It would be easy to argue that U.S. steel giant Nucor (NUE 0.44%) is one of the best-run steel companies on the planet. A 47-year streak of annual dividend increases in a highly cyclical industry offers some pretty solid proof. The company's penchant for investing in the future is also a big part of that success, but there's a component to consider that's equally important, if not even more so.
Moving forward all the time
One of Nucor's core goals is to be a leader in all of the markets it serves. It currently lays claim to being the largest and most diversified U.S. steelmaker, with 25 mills capable of producing 27 million tons worth of steel a year. It has a No. 1 or No. 2 position in 11 industry segments, and it is the largest U.S. scrap metal recycler (scrap is a key steel input for Nucor's electric arc mini-mills).
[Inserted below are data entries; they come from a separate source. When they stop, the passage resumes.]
PR #1558, opened 2023-04-11
Use Devs.DC API

symroe:
This PR is the last part of https://github.com/DemocracyClub/aggregator-api/discussions/375

### DIFF
--- a/wcivf/apps/elections/devs_dc_client.py
+++ b/wcivf/apps/elections/devs_dc_client.py
@@ -1,0 +1,43 @@
+from json import JSONDecodeError
+from urllib.parse import urljoin
+
+import requests
+
+from django.conf import settings
+
+
+class DevsDCAPIException(Exception):
+    def __init__(self, response: requests.Response):
+        try:
+            self.message = {"error": response.json().get("detail", "")}
+        except JSONDecodeError:
+            self.message = ""
+        self.status = response.status_code
+        self.response = response
+
+
+class DevsDCClient:
+    def __init__(self, api_base=None, api_key=None):
+        if not api_base:
+            api_base = settings.DEVS_DC_BASE
+        self.API_BASE = api_base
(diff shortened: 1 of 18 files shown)


symroe:
All but one test passing now :tada: 

The remaining test isn't hard to fix (it involves updating the iCal fixture / view), but the thing that's hard about the iCal view is:

We offer people to subscribe to an iCal feed for upcoming elections. At the moment this is just done on postcode and this causes some problems with false positives / negatives.

Address pickers avoid this, but the problem is that the address picker will depend on the polling station data we have imported, so might not be predictable. That is, if someone subscribes to a postcode this year, they might need to pick from an address picker in future years. 

Ideally we'd just have an ical feed for each UPRN and never for a postcode, but that would require the user to pick a UPRN before they could subscribe. This isn't easy for us to do at the moment.

I'll have a think about how best to deal with this case. It might be that we just ask for a UPRN and find a way to pass this through the API to this project.

Bekabyx:
Stylistic point, I feel like the wording here should probably be more like "select your address" or "choose your address" because the user isn't "entering" anything. 

Screenshot 2023-05-03 at 15 15 12

wcivf/apps/elections/devs_dc_client.py
```diff
@@ -0,0 +1,43 @@
...
+        req = requests.get(url, params={"auth_token": self.API_KEY})
+        if req.status_code >= 400:
+            raise DevsDCAPIException(response=req)
+        return req.json()
+
+    def get_postcode(self, postcode):
+        # TODO: Logging
+        return self.make_request(postcode=postcode)
+
+    def get_uprn(self, postcode, uprn):
```
Bekabyx, line 42: Is this function (and `get_postcode`) in use anywhere? Unless you have plans for these we can probably take them out.

PR #1560, opened 2023-04-17
Update Party model

Bekabyx:
The first drop of this adds additional fields to the party model to make use of the extra data that YNR gives us. This is the preliminary phase of the party pages overhaul. [Trello](https://trello.com/c/dVLjcV1A/3225-wcivf-political-party-pages).

Largely, I've just taken the existing model code form YNR and bolted it on to the WCIVF model, being careful not to change any existing field names in WCIVF. Some of these fields have had to be made nullable or be given defaults which aren't present in YNR simply because the migration wasn't happy. These felt pretty safe changes to make because YNR is our source of truth and it has all the appropriate checks and balances in place, plus these fields aren't in use anywhere at the moment.

These are:
- `ec_id` is nullable. This will only be used to generate links to the EC party registration so not having a value isn't the end of the world.
- `date_registered` is nullable. I chose to make this nullable rather than assign a default because it feels less risky than setting an arbitrary default date. 
- `status` defaults to `Registered`. I made this choice rather than setting nullable because the in the event of a dereg party being wrongly attributed as registered, the behaviour would match our existing implementation anyway.

These will be (over)written with the YNR values when the `import_parties` command is run so there is minimal risk in my opinion.

_Emblems and descriptions to be updated in future PR as they require additional modelling_

To test locally:
- run `python manage.py import_parties`
- gaze in awe as your parties are updated to have additional information available on their database entries. I tested this with Conservative and Unionist Party `select * from parties_party where party_id = 'party:52'` but feel free to try any other party.

```[tasklist]
### PR Checklist

- [x] Note what card in Trello this work relates to
- [x] Did I explain all possible solutions and why I chose the one I did?
```


symroe (approved):

VirginiaDooley (approved):
👍 
`{'_state': <django.db.models.base.ModelState at 0x106d3c7c0>,
 'party_id': 'party:52',
 'party_name': 'Conservative and Unionist Party',
 'emblem_url': 'https://s3.eu-west-2.amazonaws.com/static-candidates.democracyclub.org.uk/media/emblems/PP52/47_Emblem_47.gif',
 'wikipedia_url': '',
 'description': '',
 'ec_id': 'PP52',
 'register': 'GB',
 'status': 'Registered',
 'date_registered': datetime.date(1999, 1, 14),
 'date_deregistered': None}`

PR #1562, opened 2023-04-17
Feat/party emblems and descriptions

Bekabyx:
Phase 2 of the party pages overhaul. [Trello](https://trello.com/c/dVLjcV1A/3225-wcivf-political-party-pages).

I've ported over the `Emblem` and `PartyDescription` models from YNR and added these to the importer. Settled on adding them as separate methods called in the existing `import_parties` method so that it's easily refactorable later if we'd like to move it elsewhere. Again, the models have a couple of changes form their YNR counterparts, just small naming tweaks though so the new models don't tread on the toes of the existing ones.

Because the descriptions don't have a PK in the YNR payload I've put a unique constraint on the description and party together, and in light of this I set up some Integrity Error logging in case there's anything in the YNR data that doesn't meet this new criterion.

To test locally:
- run the migrations
- run `python manage.py import_parties`
- in your db you should have new tables for emblems and descriptions - run something like `select * from parties_partydescription/parties_partyemblem where party_id='party:52'` (using the Conservative party again because I know they have multiple emblems and multiple descriptions). Interestingly they don't have a default emblem but that's by-the-by. 

```[tasklist]
### PR Checklist

- [x] Note what card in Trello this work relates to
- [x] Have I rebased with the latest version of master?
```


wcivf/apps/parties/management/commands/import_parties.py
```diff
@@ -16,8 +17,31 @@ def handle(self, **options):
...
+                    party=party_obj,
+                    description=description["description"],
+                    date_description_approved=description[
+                        "date_description_approved"
+                    ],
+                    defaults={
+                        "date_description_approved": description[
+                            "date_description_approved"
+                        ]
+                    },
```
symroe, line 33: This is a mix of a few things we talked about. I think we should use `update_or_create` here, passing in `party=` and `description=` as kwargs but _not_ `date_description_approved`. That can stay in the `defaults` dict as it is at the moment.

This, translated means: 

1. Find a model with the same party and description as given (by the kwargs)
2. If it exists, update the model to set the  `date_description_approved`
3. If not, make the model with all the kwargs and defaults.

wcivf/apps/parties/management/commands/import_parties.py
```diff
@@ -16,8 +17,31 @@ def handle(self, **options):
...
+                )
+
+            except IntegrityError as ex:
```
symroe, line 36: With the above suggestion, this should never happen

symroe (approved):

VirginiaDooley (approved):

You don't build a portfolio like that overnight, it requires years of investment and a mindset that growth is a key long-term focus. Nucor's current plans are basically no different from its previous plans -- it's spending money to increase production (with a new mill in Kentucky), move up the value chain (with upgrades and expansions at various mills), and enhance its competitive position in key demand centers (with new mills in Missouri and Florida). To put some numbers on that, Nucor entered 2020 with $2 billion worth of capital spending plans. The pandemic put a damper on that, with the company pulling back to just $1.5 billion as the global health crisis started to unfold. But true to its long-term commitment to growth, management announced that it planned to increase that number to $1.7 billion during Nucor's second-quarter earnings conference call. Even in these troubling times, the steel giant is looking to keep building.
That's a wonderful tradition, and it's nice to see Nucor continue to run what has been a historically successful playbook. But there's a key ingredient that far too often gets glossed over, as investors tend to focus only on the plans for growth. That ingredient is Nucor's financial strength. Without a solid foundation, Nucor couldn't afford to spend all this money. And it certainly wouldn't take the risk of increasing its spending in the middle of a global pandemic if it didn't believe it could find the cash. So as you look at Nucor's growth-focused business model, don't forget to take a gander at its impressive financial strength.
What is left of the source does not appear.